Tras mostrarse tal cuál era por una sola vez en su vida, e incurrir en un bochornoso ridículo delante de su prometida, el hombre enfundado de Chéjov, hinchado hasta entonces como un pavo relleno, se desinfló como un globo y no pudo soportar su exposición a la intemperie por mucho más tiempo. Narra Antón Pávlovich Chéjov, al final del relato: «Bélikov murió al cabo de un mes. Fuimos todos a su entierro (…) En aquel momento, cuando estaba en el ataúd, tenía una expresión dulce, agradable, incluso alegre, como si estuviera contento, contento de que por fin lo hubieran metido en un estuche del cual ya nunca más saldría. Como si fuera en su honor, el día del entierro amaneció nublado, lluvioso, y todos nosotros llevábamos botas de agua y paraguas (…) He de reconocer que enterrar a individuos como Bélikov produce una gran satisfacción. Cuando volvíamos del cementerio todos teníamos una expresión discreta y sombría; nadie quería mostrar ese sentimiento de satisfacción (…) Volvimos del cementerio con buen humor.
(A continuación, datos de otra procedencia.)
PR #367, opened 2021-02-15
Force correct value on advanced value for minisheet

CFarcy:


src/modules/RA/DataLayer/components/tabs/MinisheetTab/index.js
```diff
@@ -50,7 +50,10 @@ const MinisheetTab = () => {
   const { geom_type: geomType, id: sourceId } = useSourceData('source');
 
   const { input: { value: fields } } = useField('fields');
-  const { input: { value: advanced } } = useField('minisheet_config.advanced', { initialValue: true });
+  const { input: { value: advanced } } = useField('minisheet_config.advanced', {
+    initialValue: true,
+    format: v => Boolean(v),
```
dtrucs, line 55: Just thinking about it but
```jsx
    format: Boolean,
```
should work, doesn't it?

CFarcy: Done.

jrmi (approved):

PR #381, opened 2021-02-24
Disabling viewpoint

CFarcy:


src/modules/RA/Viewpoint/components/ViewpointFields.js
```diff
@@ -149,6 +149,7 @@ const ViewpointFields = ({
       {...props}
     >
       <FormTab label="resources.viewpoint.tabs.general">
+        <BooleanInput source="active" />
```
jrmi, line 152: Is it easy to add something to show that the viewpoint is not visible in the list display ?

jrmi: Like a stroked eye icon on top of the image

CFarcy: Yes, good idea.

CFarcy: Done.

jrmi (approved):

PR #382, opened 2021-02-25
rework minisheet to handle partial data retrieved from RA

CFarcy:


src/components/react-admin/PreventPartialData.js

Pero no pasó más de una semana y la vida empezó a transcurrir igual que antes, la misma vida dura, agotadora y absurda, no prohibida en una circular pero tampoco permitida del todo; las cosas no fueron mejor. Porque en realidad a Bélikov lo enterramos, ¡pero cuántos hombres enfundados como él quedan todavía, cuántos vendrán!».
La maestría del escritor ruso queda patente cuando acierta de lleno introduciendo al protagonista de su relato en el interior de un ecosistema humano propicio para un espécimen como Bélikov. Mujeres y hombres enfundados no pueden sobrevivir mucho tiempo lejos de su hábitat, las funestas instituciones del Estado y de la gran empresa, microcosmos grises, opresivos y jerarquizados, ordenados por la arbitrariedad del poder temporal; espacios asfixiantes que atraen a cobardes entrometidos, como escuelas, seminarios o universidades, asociaciones, lobbies y oenegés, en definitiva, cualquier colectivo que esté conformado por un puñado de desgraciados empeñados en ordenar a los demás qué es lo que deben hacer con sus vidas.
¡Cuántos hombres enfundados vendrán!, —se lamenta el narrador—. Mientras existan este tipo de instituciones verticales y represivas, mientras sigamos cediendo ante los chantajes de los guardianes de la moral, los seres enfundados, como el mosquito tigre y la avispa velutina, seguirán proliferando e inyectándonos su veneno.